Taux de rachat des assurances-vie (en bleu, les supports en euros). Source : Banque de France/ACPR
Tous supports confondus, l’assurance-vie tricolore enregistré 1,6 Md€ de retraits nets en mai, contre une collecte nette positive de 1,7 Md€ en mai 2022. Un tel niveau de décollecte n’avait pas été vu depuis le cœur de la pandémie (2 Mds€ soustraits en mai 2020), et ce chiffre consolidé ne donne pas la pleine mesure de la fuite des capitaux des supports en euros car il mélange les supports immobiliers, actions, et en euros.
Pour ces derniers, la perte est encore plus importante puisqu’ils ont enregistré 3,2 Mds€ de décollecte en mai.
Les assureurs font face à des pertes historiques
Ces rachats, dont l’amplitude n’avait pas été vue depuis la dernière crise financière, sont d’autant plus problématiques qu’ils ont lieu dans un contexte de hausse des taux. Les assureurs, comme la banque américaine SVB au printemps, sont assis sur un stock inédit de moins-values latentes.
Taux de plus/moins-values latentes des assurances-vie. Source : Banque de France/ACPR
Le modeste 2% de baisse affiché fin 2022 cache en fait une grande disparité entre supports. Si les supports en actions et immobilier ont bien profité du rebond post-Covid et de l’inflation avec des 30% à 33% de plus-values latentes, les fonds en euros se sont effondrés. Entre la fin 2021 et la fin 2022, leurs 11% de plus-values latentes se sont transformées en 8% de moins-values latentes.
Or, les décollectes massives obligent les assureurs à vendre leurs actifs pour honorer les demandes de retrait. Dans l’immédiat, ils sont encore en mesure d’utiliser leur réserve de capitalisation pour régler la différence. Mais, une fois celle-ci épuisée, il leur faudra mobiliser les provisions pour participation aux bénéfices, celles-là même qui ont permis de gonfler artificiellement les rendements à 2% l’an passé.

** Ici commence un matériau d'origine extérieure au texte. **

PR #9271, opened 2025-01-09
Use Intersect to Narrow Iterate Range and Reduce Memory Allocation

gooohgb:
**Description**

In our index data, some hot keys are associated with a large number of UIDs, but the set filtered by our function is relatively small. During performance testing on this dataset, I noticed that pl.Uids consumes a significant amount of CPU time for slice memory allocation. Therefore, I propose an optimization in the Uids function to leverage the range provided by Intersect to reduce the scope of temporary result sets, thereby minimizing memory allocation.

### DIFF
--- a/posting/list.go
+++ b/posting/list.go
@@ -1706,10 +1706,15 @@ func (l *List) Uids(opt ListOptions) (*pb.List, error) {
 	}
 
 	if opt.Intersect != nil && len(opt.Intersect.Uids) < l.mutationMap.len()+codec.ApproxLen(l.plist.Pack) {
-		for _, uid := range opt.Intersect.Uids {
-			if uid <= opt.AfterUid {
-				continue
-			}
+		start := 0
+		if opt.AfterUid > 0 {
+			start = sort.Search(len(opt.Intersect.Uids), func(i int) bool {
+				return opt.Intersect.Uids[i] > opt.AfterUid
+			})
+		}
+
+		for i := start; i < len(opt.Intersect.Uids); i++ {
+			uid := opt.Intersect.Uids[i]
 
 			found, _, err := l.findPosting(opt.ReadTs, uid)
 			if err != nil {
--- a/posting/list.go
+++ b/posting/list.go
@@ -1685,7 +1685,11 @@ func (l *List) Uids(opt ListOptions) (*pb.List, error) {
 		return out, nil
 	}
 
-	preAllowcateLength := x.MinInt(opt.First, l.mutationMap.len()+codec.ApproxLen(l.plist.Pack))
+	absFirst := opt.First
+	if opt.First < 0 {
+		absFirst = -opt.First
+	}
+	preAllowcateLength := x.MinInt(absFirst, l.mutationMap.len()+codec.ApproxLen(l.plist.Pack))
 	if opt.Intersect != nil {
 		preAllowcateLength = x.MinInt(preAllowcateLength, len(opt.Intersect.Uids))
 	}
--- a/posting/list.go
+++ b/posting/list.go
@@ -1672,10 +1672,8 @@ func (l *List) Uids(opt ListOptions) (*pb.List, error) {
 	if opt.First == 0 {
 		opt.First = math.MaxInt32
 	}
-	// Pre-assign length to make it faster.
 	l.RLock()
-	// Use approximate length for initial capacity.
-	res := make([]uint64, 0, l.mutationMap.len()+codec.ApproxLen(l.plist.Pack))
+
 	out := &pb.List{}
 	if l.mutationMap.len() == 0 && opt.Intersect != nil && len(l.plist.Splits) == 0 {
 		if opt.ReadTs < l.minTs {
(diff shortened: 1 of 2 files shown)


harshil-goel:
Thanks a lot for the input. We have recently upgraded how the list works, and now we have an even better function that you could use instead. Right now there would be an issue if your uid range is too high, but still the numbers are too low. Now you can basically just call list.FindPosting(uid) to see if uid is present or not. But we shouldn't use it if uid intersection range is bigger than uids actually present. So we could even add a check using ApproxLen(). Let me know if you are willing to make the change, or should we?

gooohgb:
Thanks for your suggestion! I'm glad to contribute to this project. I’d like to make this change myself.

gooohgb:
> Thanks a lot for the input. We have recently upgraded how the list works, and now we have an even better function that you could use instead. Right now there would be an issue if your uid range is too high, but still the numbers are too low. Now you can basically just call list.FindPosting(uid) to see if uid is present or not. But we shouldn't use it if uid intersection range is bigger than uids actually present. So we could even add a check using ApproxLen(). Let me know if you are willing to make the change, or should we?

By the way, I’d like to ask if this PR (https://github.com/hypermodeinc/dgraph/pull/9218) is likely to be merged. The optimization of the eq execution plan seems to significantly improve performance.

gooohgb:
> Thanks a lot for the input. We have recently upgraded how the list works, and now we have an even better function that you could use instead. Right now there would be an issue if your uid range is too high, but still the numbers are too low. Now you can basically just call list.FindPosting(uid) to see if uid is present or not. But we shouldn't use it if uid intersection range is bigger than uids actually present. So we could even add a check using ApproxLen(). Let me know if you are willing to make the change, or should we?

I’ve pushed the updated changes to the PR. When you have time, could you kindly review it again? Let me know if there are any additional improvements you'd like to see.

x/x.go
```diff
@@ -619,6 +619,38 @@ func Max(a, b uint64) uint64 {
 	return b
 }
 
+// MinInt returns the smallest integer among the given numbers.
+// The first two arguments are mandatory, additional numbers are optional.
+func MinInt(a, b int, nums ...int) int {
```
xqqp, line 624: Since go 1.21 `min()` and `max()` are natively available. So no need to implement them yourself.

gooohgb: Thanks for your advice, I have updated the method to use the native implementation as suggested.

posting/list.go
```diff
@@ -1687,16 +1685,62 @@ func (l *List) Uids(opt ListOptions) (*pb.List, error) {
...
+				return opt.Intersect.Uids[i] > opt.AfterUid
+			})
+		}
+
+		for i := start; i < len(opt.Intersect.Uids); i++ {
+			uid := opt.Intersect.Uids[i]
+
+			found, _, err := l.findPosting(opt.ReadTs, uid)
+			if err != nil {
+				l.RUnlock()
```
xqqp, line 1725: Instead of manually calling `RUnlock()` each time a return happens, you could do `defer l.RUnlock()` at the start of the function for the same effect.

gooohgb: > Instead of manually calling `RUnlock()` each time a return happens, you could do `defer l.RUnlock()` at the start of the function for the same effect.

When implementing this code, I also considered making this change, but I referred to the previous implementation and believe it was designed to minimize the time spent holding the read lock. Therefore, I chose not to change this implementation.

harshil-goel: It's fine, you can do defer. Also I don't see any place where you have actually aquired the lock.

posting/list.go
```diff
@@ -1687,16 +1685,62 @@ func (l *List) Uids(opt ListOptions) (*pb.List, error) {
 		return out, nil
 	}
 
+	absFirst := opt.First
+	if opt.First < 0 {
+		absFirst = -opt.First
```
harshil-goel, line 1690: Isn't opt.first uint64? Making it negative doesn't seem like a good idea.

posting/list.go
```diff
@@ -1687,16 +1685,62 @@ func (l *List) Uids(opt ListOptions) (*pb.List, error) {
...
+	}
+	preAllowcateLength := min(absFirst, l.mutationMap.len()+codec.ApproxLen(l.plist.Pack))
```
harshil-goel, line 1692: I think we have a function for it

harshil-goel: Also the actual length could be way more for some postings (split postings). Lets use the exact length function here. It would only hurt in case of split postings. We can resolve that later.

posting/list.go
```diff
@@ -1687,16 +1685,62 @@ func (l *List) Uids(opt ListOptions) (*pb.List, error) {
...
+			if len(res) > -opt.First {
+				res = res[1:]
+			}
+		} else if len(res) > opt.First {
+			return true
+		}
+		return false
+	}
+
+	if opt.Intersect != nil && len(opt.Intersect.Uids) < l.mutationMap.len()+codec.ApproxLen(l.plist.Pack) {
```
harshil-goel, line 1712: same: use exact length. 
lets create another function inside list that intersects with the list of uids.

harshil-goel:
Merged as a part of the other pr. Thanks a lot for your contribution.

PR #9282, opened 2025-01-21
add internal predicate for string namespaces

mangalaman93:
This PR adds two internal predicates and one internal type needed for supporting namespaces with string names. We are creating a separate PR so that we can take this PR as model PR for adding more internal predicate in future.


.vscode/settings.json
```diff
@@ -2,5 +2,8 @@
   "editor.formatOnSave": true,
   "editor.defaultFormatter": "trunk.io",
   "editor.trimAutoWhitespace": true,
-  "trunk.autoInit": false
+  "trunk.autoInit": false,
+  "[go]": {
+    "editor.defaultFormatter": "golang.go"
```
ryanfoxtyler, line 7: this will remove some of Trunk's capabilities and shouldn't be necessary...are you seeing any issues?

mangalaman93: In local, it slows down saving files. Sometimes it even got stuck when my internet was slow.

worker/online_restore.go
```diff
@@ -412,6 +412,8 @@ func handleRestoreProposal(ctx context.Context, req *pb.RestoreRequest, pidx uin
 
 	posting.ResetCache()
 	ResetAclCache()
+	groups().applyInitialSchema()
+	groups().applyInitialTypes()
```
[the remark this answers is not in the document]
mangalaman93: because after restore from an older version, we need to ensure that initialTypes and predicates that are introduced in the latest version are applied.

Une nouvelle hausse de la rémunération du Livret A, déjà multipliée par 6 depuis début 2022, risquait d’enclencher une spirale infernale. Les épargnants auraient eu encore plus intérêt à arbitrer en faveur d’autres supports d’épargne. Accélérant les demandes de retrait, ils auraient contraint les assureurs à liquider encore plus d’actifs et matérialiser de nouvelles pertes. A cours de provisions, ils auraient tôt ou tard dû baisser le rendement de l’épargne monétaire, justifiant encore plus d’arbitrages défavorables.
Le système de l’assurance-vie en euros, réputé solide et sans risque, est dans la même situation que les banques régionales américaines. Celles-ci tombent comme des mouches depuis le début d’année, et il ne manquerait qu’une étincelle pour que la défiance des épargnants français, déjà massive, se transforme en véritable bank run qui obligerait les pouvoirs publics à geler les retraits.
Cette étincelle aurait pu être un Livret A à 4%. Ne vous y trompez pas : lorsque Bruno Le Maire décrète qu’il est « sûr que l’inflation va baisser. Cette baisse de l’inflation devrait s’accentuer et pourtant, nous maintiendrons pendant un an et demi le taux du Livret A à 3% », ses prévisions n’engagent que lui et sa générosité n’est que de façade.
Le gel du taux du Livret A n’est pas une faveur envers les épargnants, c’est simplement un moyen de protéger le système financier encore quelques mois en évitant aux assureurs un bank run à 1 800 Mds€.